I used my Lemon olive oil cake as a base recipe to make this keto friendly pumpkin bread. Olive oil cakes are extremely moist and have perfect texture so I knew it would work well as a pumpkin bread. I made mini loaves using cast iron loaf pans but you could use a skillet or even make muffin versions depending on what you have available. The recipe for the bread comes together quickly and can be prepared in a blender or food prosesser to make the recipe even easier. To prepare the bread dough simply pulse the wet ingredients in the blender until combined and then add the dry and the dough is ready before your oven has preheated.
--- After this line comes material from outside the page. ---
PR #6163, opened 2025-04-24
Remove redundant Checkstyle checks in favor of StringCaseLocaleUsage check from Error Prone

izeye:
This PR removes redundant Checkstyle checks in favor of the "StringCaseLocaleUsage" check from the Error Prone that provides the following warning:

When purchasing ingredients to make the pumpkin bread make sure you buy pumpkin purée and not pumpkin pie filling. Pumpkin pie filling has added sugar and other ingredients that give it a much higher carb count. I go one step further and always try to buy organic 100% pure pumpkin purée. Always double check the nutritional label as well as the ingredient list to make sure the only ingredient is pumpkin purée.
Because coconut flour is so absorbent I thought making A bourbon Butter sauce to pour over the bread would add lots of flavor and make the bread extra moist. To make the bourbon maple butter simply simmer equal parts of bourbon and ChocZero Pumpkin syrup or maple if you prefer. As the alcohol cooks off you may have a little flare up so keep an eye on the pan. Once the syrup and bourbon have reduced by half and are beginning to thicken remove from the heat and whisk in the cold butter. Let the sauce cool to room temperature then poke a bunch of small holes in the loaf and pour the bourbon butter over the bread. Let it sit in the loaf pan for about 30 minutes before removing from the pan and slicing. Top the pumpkin bread with powdered sweetener and serve.
If you dint have pumpkin spice seasoning you can make your own with just 4 ingredients. Store in a dry air tight container for up to 6 months.